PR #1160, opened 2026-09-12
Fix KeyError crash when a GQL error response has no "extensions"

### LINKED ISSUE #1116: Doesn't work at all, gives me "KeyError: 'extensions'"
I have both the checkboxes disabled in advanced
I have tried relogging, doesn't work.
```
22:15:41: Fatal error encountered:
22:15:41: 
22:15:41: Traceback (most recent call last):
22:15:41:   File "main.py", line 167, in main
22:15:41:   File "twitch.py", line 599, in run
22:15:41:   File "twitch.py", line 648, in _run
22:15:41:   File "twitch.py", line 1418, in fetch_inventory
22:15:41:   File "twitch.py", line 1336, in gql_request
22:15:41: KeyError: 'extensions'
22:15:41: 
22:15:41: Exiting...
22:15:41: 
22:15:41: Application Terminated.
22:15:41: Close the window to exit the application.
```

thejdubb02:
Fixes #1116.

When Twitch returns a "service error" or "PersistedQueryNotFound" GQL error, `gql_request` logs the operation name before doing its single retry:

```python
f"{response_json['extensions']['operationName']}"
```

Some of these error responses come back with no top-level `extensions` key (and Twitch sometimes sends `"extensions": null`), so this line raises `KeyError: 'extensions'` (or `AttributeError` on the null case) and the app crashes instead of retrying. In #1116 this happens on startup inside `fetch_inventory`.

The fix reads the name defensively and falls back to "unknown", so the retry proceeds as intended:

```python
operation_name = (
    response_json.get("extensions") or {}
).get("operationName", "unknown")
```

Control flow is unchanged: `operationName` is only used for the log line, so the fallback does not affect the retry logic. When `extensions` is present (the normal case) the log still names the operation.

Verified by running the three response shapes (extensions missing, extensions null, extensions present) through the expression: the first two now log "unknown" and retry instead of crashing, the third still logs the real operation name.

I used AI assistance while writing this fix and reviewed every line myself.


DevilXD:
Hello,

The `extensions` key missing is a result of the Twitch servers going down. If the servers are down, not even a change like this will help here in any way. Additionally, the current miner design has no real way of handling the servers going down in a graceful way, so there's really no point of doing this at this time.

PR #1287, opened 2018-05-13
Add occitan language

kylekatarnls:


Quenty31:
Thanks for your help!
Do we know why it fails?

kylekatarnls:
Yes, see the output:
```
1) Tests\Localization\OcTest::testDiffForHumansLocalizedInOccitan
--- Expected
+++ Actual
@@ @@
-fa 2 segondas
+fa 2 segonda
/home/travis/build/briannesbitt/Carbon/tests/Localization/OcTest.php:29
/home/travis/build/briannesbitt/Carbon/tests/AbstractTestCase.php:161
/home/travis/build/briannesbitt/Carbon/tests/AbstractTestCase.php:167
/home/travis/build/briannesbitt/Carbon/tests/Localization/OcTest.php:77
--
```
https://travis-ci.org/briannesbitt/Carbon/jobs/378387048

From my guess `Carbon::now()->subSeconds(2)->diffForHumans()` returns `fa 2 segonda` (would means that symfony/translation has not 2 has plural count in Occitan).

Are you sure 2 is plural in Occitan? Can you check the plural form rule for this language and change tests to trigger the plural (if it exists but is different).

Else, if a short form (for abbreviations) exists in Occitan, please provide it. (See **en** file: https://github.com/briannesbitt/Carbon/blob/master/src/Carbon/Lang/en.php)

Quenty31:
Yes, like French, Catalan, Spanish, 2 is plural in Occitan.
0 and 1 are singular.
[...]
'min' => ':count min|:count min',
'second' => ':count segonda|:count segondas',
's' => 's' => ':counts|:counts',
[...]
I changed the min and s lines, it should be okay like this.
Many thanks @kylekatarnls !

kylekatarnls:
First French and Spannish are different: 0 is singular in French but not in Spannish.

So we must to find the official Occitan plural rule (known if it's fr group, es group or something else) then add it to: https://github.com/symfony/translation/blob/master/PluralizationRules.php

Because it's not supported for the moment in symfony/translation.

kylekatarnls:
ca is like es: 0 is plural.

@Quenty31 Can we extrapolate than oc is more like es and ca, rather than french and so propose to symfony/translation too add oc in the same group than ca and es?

Exercise objective ::
Where the string "form" shows up in the listing above, copy the line that holds it.

Exercise output ::
Are you sure 2 is plural in Occitan? Can you check the plural form rule for this language and change tests to trigger the plural (if it exists but is different).
Else, if a short form (for abbreviations) exists in Occitan, please provide it. (See **en** file: https://github.com/briannesbitt/Carbon/blob/master/src/Carbon/Lang/en.php)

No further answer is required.